Result — ~50× throughput and ~50× lower latency, end-to-end
| mode | concurrency | QPS | client p50 | client p99 | server compute p50 |
|---|---|---|---|---|---|
| f32 | 1 | 1.4 | 702 ms | 734 ms | 701 ms |
| f32 | 8 | 9.3 | 858 ms | 862 ms | 858 ms |
| f32 | 16 | 9.3 | 1714 ms | 1721 ms | 857 ms |
| f32 | 32 | 9.6 | 3428 ms | 3454 ms | 857 ms |
| binary | 1 | 82.0 | 12.2 ms | 12.7 ms | 11.6 ms |
| binary | 8 | 461.7 | 17.3 ms | 24.2 ms | 16.9 ms |
| binary | 16 | 482.6 | 32.6 ms | 43.1 ms | 16.0 ms |
| binary | 32 | 476.2 | 65.8 ms | 80.1 ms | 16.3 ms |
Conclusions
- The funnel's win holds end-to-end through the network. At concurrency = cores (8), binary+rerank serves 462 QPS at p50 17 ms vs f32's 9.3 QPS at 858 ms — ~50× throughput and ~50× lower latency, measured client-side over HTTP. The single-request floor is 12 ms (binary) vs 700 ms (f32).

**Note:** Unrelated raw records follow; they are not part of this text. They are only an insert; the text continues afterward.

PR #10822, opened 2025-01-28
fix: add undocumented options in `integrations-reference.mdx`

ArmandPhilippot:
I was looking at the [Integrations reference page](https://docs.astro.build/en/reference/integrations-reference/) and noticed some formatting issues... Since Florian is about to give a talk on integrations, I figured it was a good time to do a more thorough check instead! Also, I was worried that you would be bored after `5.2`. 😄 

#### Description (required)

Sorry the description isn't really succinct but I'm trying to keep track of the why and when for each point.

**In `upgrade-to/v5.mx`:**
* Fixes a mismatch between paths in `addDevToolbarApp` code snippets (the path is not the same as the one used in the code block's title)

**In `integrations-reference.mdx`:**

* Consistent formatting:
  * Updates the `Type:`/`Since` block to be consistent with the [formatting of API reference](https://contribute.docs.astro.build/reference/api-references/)
  * Updates the indentation in some code snippets (most of them use 2 spaces)
  * Updates some titles to explicitly show that they are functions (e.g. `addMiddleware` > `addMiddleware()`)
  * Replaces `+` with ExpressiveCode notation to highlight added lines in `Allow installation with astro add`
  * Makes `injectRoute` and `injectTypes` consistent with the other options. These were the only objects expanded in the API quick reference, so:
    * it might be better to be consistent with the others
    * since `InjectedRoute` and `InjectedType` can be imported, it could be nice to show the types there
    * this reduces the horizontal scroll which might be easier to read on mobile.

* Existing content:
  * Adds the missing `refreshContent`, `middlewareEntryPoint` and `pages` options in `Quick API Reference`
  * Adds the missing `logger` option in the type preview of some hooks
  * Adds a link from the `Hooks` section to the `AstroIntegrationLogger` since each hook has a `logger` option
  * Reorders the hooks to match the real order (tested using a custom integration and `console.log`)
  * Fixes the `Previous hook`/`Next hook` links (some was wrong/outdated or the anchor did not match the link)
  * Collects some types into a new section
  * Fixes some types
    * `addDevToolbarApp` have been updated in the other pages, but not in this one... `string` was removed in https://github.com/withastro/astro/pull/11987)
    * in `injectRoute`, `pattern` was displayed twice with a different type (one of them should be `prerender`)
    * `addWatchFile` is a function

* New content:
  * Adds the missing `buildOutput` option in `astro:config:done` (added in https://github.com/withastro/astro/pull/11824, so v5)
  * Adds the missing `toolbar` option in `astro:server:setup`  (added in https://github.com/withastro/astro/pull/7821, so v4.7.0)
  * Adds documentation for `astro:build:setup` options
  * Adds documentation for `astro:build:generated` options
  * Adds documentation for `astro:build:ssr` options
  * Break up `IntegrationResolvedRoute` and `IntegrationRouteData` types to avoid too long blocks of code and to make it look more like documentation (see the issue reported by [Fryuni on Discord](https://discord.com/channels/830184174198718474/853350631389265940/1329482701513687161) )

**Remaining question:** the `Integrations API` page becomes longer than the current [Render context page (formerly API reference](https://docs.astro.build/en/reference/api-reference/)) we split. Could a section in the sidebar like `Runtime API` make sense here? Not necessarily now, but the page might get a bit too big for Algolia (~1680 lines, IIRC the former API Reference had a bit more than 2000 lines).

- Suggested label: `add new content`, `consistency/formatting` and `improve or update documentation`


sarah11918:
Amazing, thank you so much for this initiative Armand!

As you say, in draft so no rush. But would be great for at least @florian-lefebvre and @Fryuni to have a look over when it's ready before I do!

You could also post this in the `#integrations` channel in Discord to see whether any of our integrations builders are interested in commenting on this!

ArmandPhilippot:
Oh definitely! There still some work to do here (mainly document what is not documented) so I'll try to do that with my knowledge but yeah, once done a review from our integrations expert would be much appreciated! 😄

florian-lefebvre:
Feel free to ping me once you're ready!

ArmandPhilippot:
I think I've covered all the updates!

So when you'll have time @florian-lefebvre and @Fryuni, feel free to make suggestions! I'm not sure if my descriptions are correct and perhaps you will have better examples to show. Thanks! 🙌🏽 

I think the key points to check here are:
* those listed in `New content:` (see the top post) since it is new content and I had a bit of trouble finding information (especially in the `astro:build:ssr` hook).
* if I didn't make a mistake with the order of the hooks (it seems the order was outdated). I checked with a custom integration and using `console.log()`.

But if you have time to look at the whole thing, that's also appreciated! 😄 

I also left some questions in the top posts. The last one is maybe more for Sarah, so here are the ones where you might have an opinion:
1. In the [`astro:config:setup`](https://deploy-preview-10822--astro-docs-2.netlify.app/en/reference/integrations-reference/#command-option) hook, should we precise that `command` also uses `sync` as value when running `astro check` (since `sync` is called under the hood)?
2. In [`route option`](https://docs.astro.build/en/reference/integrations-reference/#route-option) we have [route.prerender](https://docs.astro.build/en/reference/integrations-reference/#routeprerender) but we are not showing the `route.component` property, is it on purpose? (both were available at the time of writing the documentation, see
https://github.com/withastro/docs/pull/9064) In doubt I did not add it.

sarah11918:
Noting: I will come in *after* we've had technical reviews!

Thanks again for the great effort, Armand! 🙌

src/content/docs/en/reference/integrations-reference.mdx
```diff
@@ -622,28 +645,37 @@ interface IntegrationResolvedRoute {
 'astro:config:done'?: (options: {
   config: AstroConfig;
   setAdapter: (adapter: AstroAdapter) => void;
-  injectTypes: (injectedType: { filename: string; content: string }) => URL;
+  injectTypes: (injectedType: InjectedType) => URL;
```
florian-lefebvre, line 648: Should we add a link?

florian-lefebvre (commented):
This looks pretty good! I'm not familiar with most build hooks so I trust you on those!

src/content/docs/en/reference/integrations-reference.mdx
ArmandPhilippot: Well, in the other "quick overviews" there was no links (e.g. `AstroAdapter` above) so I didn't add any here. Usually, the links are rather in the detailed properties. Here, it would be in `injectTypes() option` but the [type is already expanded](https://github.com/withastro/docs/blob/8dd180fe458bfa7f90c543c1098cad2bd124df09/src/content/docs/en/reference/integrations-reference.mdx?plain=1#L676).

I haven't touched this section, but if you think a link might be helpful we could slightly update the description:
```md
This function receives an `InjectedType` object with the following properties:
* `filename`, used to generate a file at ...
* `content`,  to create the body of the file from valid TypeScript.
```
And we could add the link on `InjectType` object?

Or:

```md
This function receives an object with the following properties:
// Same as above
```
So no link here, but we replace the `Type:` to show `InjectedType` with a link instead of the expanded object.

florian-lefebvre: Alright the current diff is fine then!

ArmandPhilippot:
Thanks for you review @florian-lefebvre! I based myself on:
* the JSDocs when available
* the PRs to gather some information
* when there were none, I tried to understand what was accessible in the object to write a description... Not ideal, but if you didn't see anything shocking I guess I managed to get by! 😅 

1. Oh, good to know! So yes, no need to update that.
2. I can't answer your question... but okay, I'll add the `component`property to the PR!

Fryuni:
There was some discussion about changing the name `component` prior to v5 because it is not always a component. I thought we had changed it to something else.

florian-lefebvre:
We changed it on `routes:resolved`, I completely missed the `route:setup` hook

ArmandPhilippot:
Oh okay that's why `IntegrationResolvedRoute` uses `entrypoint` while we have `component` in [`RouteOptions`](https://github.com/withastro/astro/blob/c497491cfe6a03f6a2118392d198ee1738754629/packages/astro/src/types/public/integrations.ts#L14-L27) and [`RouteData`](https://github.com/withastro/astro/blob/c497491cfe6a03f6a2118392d198ee1738754629/packages/astro/src/types/public/internal.ts#L42-L144).

Actually, I read the description of `route option` too quickly. We already had a description for `component` but in the parent section not on its own like `prerender`, hence the confusion. So I updated that to be consistent.

src/content/docs/en/reference/integrations-reference.mdx
```diff
@@ -548,7 +548,14 @@ const integration = {
...
 
-The `component` property is a readonly string path relative to the project root, e.g `"src/pages/blog/[slug].astro"`.
+##### `route.component`
+
+<p>
+**Type:** `string`<br />
+<Since v="4.14.0" />
+</p>
+
+The `component` property is a readonly string path relative to the project root, e.g `"src/pages/blog/[slug].astro"`. Its value helps you identify the route being set up.
```
florian-lefebvre, line 558: I think this is not always true, eg. for injected routes that reference package exports

ArmandPhilippot: You mean when the injected routes comes from `node_modules`? The path would not be `./node_modules/...`?

Reading [the JSDoc](https://github.com/withastro/astro/blob/c497491cfe6a03f6a2118392d198ee1738754629/packages/astro/src/types/public/integrations.ts#L15-L19), it seems a relative path is always the expected format, right? Looking at the [hook implementation](https://github.com/withastro/astro/blob/c497491cfe6a03f6a2118392d198ee1738754629/packages/astro/src/integrations/hooks.ts#L650), I see `route.component` being used in the logger... But I have no idea what else to expect than a path to a file. 😅 

Do you have an example of what this might be (or a direction where I could look)?

Fryuni:
> We changed it on `routes:resolved`, I completely missed the `route:setup` hook

We should update it on the others and mark the `component` field as deprecated then. We'll have to carry it for an entire major now 😅

src/content/docs/en/reference/integrations-reference.mdx
ArmandPhilippot: Yeah I understand that, but I have to admit that I am having a bit of trouble understanding the problem with the description (except that the property name is wrong but it is the name currently in use and we are documenting what currently exists).
But again, I'm not the integration expert here... So maybe some things that seem obvious to you, aren't obvious to me due to a lack of knowledge in this context.

I had tested on my own website where I have both static routes, dynamic routes, endpoints, and injected routes (but which do not refer to `node_modules`) and in every case, using `console.log(route.component)`, I see:
```
src/pages/en/index.astro
src/pages/en/[slug].astro
src/pages/feed.xml.ts
src/components/atoms/button/button.stories.astro
```
(`stories.astro` are my injected routes if you are wondering)

So it seems to me the description matches what I get. But I haven't tested with an import from a package, so maybe that's the problem...

src/content/docs/en/reference/integrations-reference.mdx
```diff
@@ -453,164 +510,137 @@ It allows you to have a dedicated folder, avoiding conflicts with another integr
...
-	 *  Source component URL
-	 */
-	entrypoint: RouteData['component'];
+**Previous hook:** [`astro:route:setup`](#astroroutesetup)
 
-	/**
-	 * Whether the route is prerendered or not
-	 */
-	isPrerendered: RouteData['prerender'];
+**Next hook:** [`astro:config:done`](#astroconfigdone)
```
Fryuni, line 602: A bit tricky here. This hook also runs whenever routes change during dev mode, so it can run after `astro:config:done`.

src/content/docs/en/reference/integrations-reference.mdx
```diff
@@ -453,164 +510,137 @@ It allows you to have a dedicated folder, avoiding conflicts with another integr
...
 
-	/**
-	 * The {@link IntegrationResolvedRoute} to redirect to. It's present when `IntegrationResolvedRoute.type` is `redirect`.
-	 */
-	redirectRoute?: IntegrationResolvedRoute;
+**When:** In `astro dev`, it also runs if a file based route changes (added/removed/updated).
```
Fryuni, line 604:
```suggestion
**When:** In `astro dev`, it also runs on every change to a file based route (added/removed/updated).
```

I think it is better to note that it can run multiple times, not once in case an update happens.

Fryuni (commented):
Looks great. Left some small notes for us to discuss.

src/content/docs/en/reference/integrations-reference.mdx
```diff
@@ -33,41 +33,62 @@ interface AstroIntegration {
...
+    }) => void | Promise<void>;
+    'astro:build:generated'?: (options: {
+      dir: URL;
+      logger: AstroIntegrationLogger;
     }) => void | Promise<void>;
     'astro:build:done'?: (options: {
+      pages: { pathname: string }[];
       dir: URL;
       /** @deprecated Use the `assets` map and the new `astro:routes:resolved` hook */
       routes: IntegrationRouteData[];
```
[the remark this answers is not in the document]
ArmandPhilippot: With content collections, we had [`getEntryById`](https://v4.docs.astro.build/en/reference/modules/astro-content/#getdataentrybyid) and [`getEntryBySlug`](https://v4.docs.astro.build/en/reference/modules/astro-content/#getentrybyslug) in docs even though they were obsolete. So I think it's the same here and as long as they are available they should be in the documentation?
But perhaps we don't need to show that in the `Quick API Reference`.

src/content/docs/en/reference/integrations-reference.mdx
ArmandPhilippot: Now that I'm testing again, it seems a bit inconsistent (even with `astro:route:setup`). Something to do with the cache perhaps (just a guess)? Or my website not being well optimized, I have some custom setup that I need to improve... 😅 

The first run seemed a bit mixed up:
```
...
22:58:28 - astro:route:setup
22:58:28 - astro:route:setup
22:58:28 - astro:routes:resolved
22:58:28 - astro:config:done
22:58:28 - astro:server:setup
22:58:28 [types] Generated 0ms
22:58:28 [content] Syncing content
22:58:28 [content] Synced content
22:58:28 - astro:route:setup
22:58:28 - astro:route:setup
...
22:58:29 - astro:server:start
 astro  v5.1.10 ready in 1574 ms

22:58:29 watching for file changes...
22:58:29 - astro:route:setup
22:58:29 - astro:route:setup
...
22:58:29 - astro:route:setup
22:58:29 - astro:routes:resolved
22:58:29 - astro:route:setup
...
22:58:29 - astro:routes:resolved
```
The next two runs, I see:
```
23:04:33 - astro:route:setup
23:04:33 - astro:route:setup
23:04:33 - astro:routes:resolved
23:04:33 - astro:config:done
23:04:33 - astro:server:setup
23:04:33 [types] Generated 0ms
23:04:33 [content] Syncing content
23:04:33 [content] Synced content
23:04:33 - astro:server:start
 astro  v5.1.10 ready in 1883 ms

// No other hook calls after
```
So what is described...

However, with these three tests, I don't see the hook being called again while navigating... But perhaps my test is not accurate enough. I'm using something similar to: https://blog.logrocket.com/understanding-astro-integrations-hooks-lifecycle/#examining-hooks-evaluation-order (with the missing hooks)
Also this is a static website, it's possible that with SSR it works differently... So great call!

src/content/docs/en/reference/integrations-reference.mdx
florian-lefebvre: Yeah I was thinking about a package import

ArmandPhilippot: So I tried to find an existing package that I could use to test... there is `astrojs/web-vitals` but it still mentions Astro Studio, so I thought maybe it wasn't the best solution...

I went with a fake package (inspired by a [fake fixture in the core repo](https://github.com/withastro/astro/blob/f98e29d141ef5202cde6add62d451f55dab8cd00/packages/astro/test/fixtures/custom-404-injected-from-dep/astro.config.mjs)) and pnpm workspaces:
```
packages:
  - "fake-packages/*"
```

Using `logger.info(route.component)`, I see `[astro-route-setup] fake-packages/custom-404-pkg/404.astro`.
So it's using a relative path, right? However, perhaps because this is a workspace package, it's using the actual path instead of a path from `node_modules`... But I guess for an installed package, it will be `node-modules/fake-packages/...`.

src/content/docs/en/reference/integrations-reference.mdx
ArmandPhilippot, line 602: After doing more testing, perhaps we could add something like:
```suggestion
**Next hook:** [`astro:config:done`](#astroconfigdone) when setting up the server in "dev" mode or during production builds
```
In addition to your rewording for `When:`.

ArmandPhilippot: After doing more testing, perhaps we could add something like:
```suggestion
**Next hook:** [`astro:config:done`](#astroconfigdone) when setting up the server in "dev" mode or during production builds
```
In addition to your rewording for `When:`.

src/content/docs/en/reference/integrations-reference.mdx
```diff
@@ -453,164 +510,137 @@ It allows you to have a dedicated folder, avoiding conflicts with another integr
...
-<Since v="5.0.0" />
+<p><Since v="4.14.0" /></p>
 
 **Previous hook:** [`astro:config:setup`](#astroconfigsetup)
 
-**Next hook:** [`astro:config:done`](#astroconfigdone)
+**Next hook:** [`astro:routes:resolved`](#astroroutesresolved)
 
-**When:** In `astro dev`, it also runs if a file based route changes (added/removed/updated).
+**When:** In `astro dev`, whenever a route is requested. In `astro build`, while bundling and transforming a route file.
```
ArmandPhilippot, line 531: Is this part correct: `whenever a route is requested`? Or is it just me who is having trouble understanding the nuance (not a native speaker)?
I mean, from my tests, `astro:route:setup` in dev mode is not call again when a route is requested (while browsing the website). However, like `astro:routes:resolved`, `it also runs on every change to a file based route (added/removed/updated).` (taking Fryuni suggestion)

src/content/docs/en/reference/integrations-reference.mdx
florian-lefebvre: mmh i think it will remain a relative path. We're good then!

src/content/docs/en/reference/integrations-reference.mdx
Fryuni: > So I guess you're right! But still, my first run seems a bit inconsistent... I don't know if it's my setup.

Your first run will cause a sync, which is adding files, so they run again in response to those events.

Fryuni: Perhaps this:
```suggestion
**Next hook:** [`astro:config:done`](#astroconfigdone) (only during setup)
```

It's simpler and applies for dev and build.

src/content/docs/en/reference/integrations-reference.mdx
ArmandPhilippot: Ok, so does this seem more accurate to you:
```suggestion
**When:** Before bundling starts. In `astro dev`, it also runs on every change to a file based route (added/removed/updated).
```
Or I misunderstand how Vite works and there is another difference between `dev`/`build`?

src/content/docs/en/reference/integrations-reference.mdx
ArmandPhilippot: I'm fine with your suggestion!

> Your first run will cause a sync

Yes that's what I thought afterwards... I was just confused because I didn't expect a difference. Thanks for the confirmation!

src/content/docs/en/reference/integrations-reference.mdx
Fryuni: That is... ok...

Technically there is no bundling at all during `dev`, but I don't think that matters here.

ArmandPhilippot: Oh yes! I haven't paid enough attention to the wording... I was hoping to find a description short enough to gather the two. In dev, it's more a module graph setup if I'm not mistaken (sorry if there are any approximations... I've dug into the SSR side a bit in the past but I'm not really familiar with the technical details of how Vite works under the hood)

Does something like that seems better/short enough?
```suggestion
**When:** In `astro build`, before bundling starts. In `astro dev`, while building the module graph and on every change to a file based route (added/removed/updated).
```

src/content/docs/en/reference/integrations-reference.mdx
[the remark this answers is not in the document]
ArmandPhilippot: Just pushed a commit to remove this option from the `Quick API Reference` So I'm marking this as resolved, feel free to undo the resolution if you think this needs further discussion!

src/content/docs/en/reference/integrations-reference.mdx
florian-lefebvre: @Fryuni you probably know more about this than me

src/content/docs/en/reference/integrations-reference.mdx
Fryuni: That's great!

src/content/docs/en/reference/integrations-reference.mdx
```diff
@@ -453,164 +508,137 @@ It allows you to have a dedicated folder, avoiding conflicts with another integr
...
-                console.log(projectRoutes)
-            },
+##### `route.component`
+
+<p>
+**Type:** `string`<br />
+<Since v="4.14.0" />
+</p>
+
+The `component` property is a readonly string path relative to the project root, e.g `"src/pages/blog/[slug].astro"`. Its value helps you identify the route being set up.
```
sarah11918, line 556:
```suggestion
The `component` property indicates the entrypoint that will be rendered on the route. You can access this value before the routes are built to configure on-demand server rendering for that page.
```

src/content/docs/en/reference/integrations-reference.mdx
```diff
@@ -701,7 +754,53 @@ export default {
...
+A function that takes an event name as first argument and a callback function as second argument. This allows you to receive a message from a dev toolbar app with data associated to that event.
+
+##### `onAppInitialized()`
+
+<p>
+
+**Type:** `(appId: string, callback: (data: Record<string, never>) => void) => void`<br />
+</p>
+
+A function fired when a dev toolbar app is initialized. The first argument is the id of the app that was initialized. The second argument is callback function to run when the app is initialized.
```
sarah11918, line 783:
```suggestion
A function fired when a dev toolbar app is initialized. The first argument is the id of the app that was initialized. The second argument is a callback function to run when the app is initialized.
```

src/content/docs/en/reference/integrations-reference.mdx
```diff
@@ -701,7 +754,53 @@ export default {
...
+A function fired when a dev toolbar app is toggled on or off. The first argument is the id of the app that was toggled. The second argument is a callback function providing the state to execute when the application is toggled.
+
+##### `send()`
+
+<p>
+
+**Type:** `<T>(event: string, payload: T) => void`<br />
+</p>
+
+A function that takes an event name as first argument and a payload as second argument. The payload can be any serializable data. This allows you to send a message to the dev toolbar that an app can listen for.
```
sarah11918, line 801:
```suggestion
A function that sends a message to the dev toolbar that an app can listen for. This takes an event name as the first argument and a payload as the second argument which can be any serializable data.
```

src/content/docs/en/reference/integrations-reference.mdx
```diff
@@ -908,159 +1225,107 @@ You can reference the full `IntegrationRouteData` type below, but the most commo
...
+**Methods available** to write to terminal:
+- `logger.info("Message")`;
+- `logger.warn("Message")`;
+- `logger.error("Message")`;
+- `logger.debug("Message")`;
 
-export default defineConfig({
-  integrations: [setPrerender()],
-});
+All the messages are prepended with a label that has the same value of the integration.
```
HiDeoo, line 1278:
```suggestion
All the messages are prepended with a label that has the same value as the name of the integration.
```

Not sure if a word is missing there, it's old/moved content, but the "value of the integration" feels a bit weird to me.

JusticeMatthew (approved):
Review on talking and docing was great

Also checked for typos and came up empty

Great job 😄

Fryuni (approved):

src/content/docs/en/reference/integrations-reference.mdx
ArmandPhilippot: Yeah I think it sounds better, thanks for noticing that!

- The 002 serving model reproduces exactly. Throughput ceilings at
concurrency = cores (binary plateaus ~462–483 beyond c=8; f32 ~9.3). Past that,
server compute p50 stays flat (binary 16 ms, f32 857 ms) and only the
interface/queue component grows — the rise in client p50 at c=16/32 is pure
queuing, exactly what
Semaphore(cores)is supposed to produce. - HTTP/JSON is not the bottleneck. At c ≤ cores the interface overhead is <0.7 ms; the cost is compute, as in 002. The funnel turned a 700 ms compute into a 12 ms compute, and that is the whole story.
Caveats
- Heap selection, full 1024-bit scan, C=1000, f32 rerank — the serving path uses the in-process winner's config, not yet the prefix/tile speedups (tiling is a batch optimization and doesn't apply to a single request; prefix would lower per-request compute further at a recall cost).
- 400 requests/level; spot box. p99 at low concurrency is tight (CV small); the large client-p50 at high concurrency is queuing, not compute variance.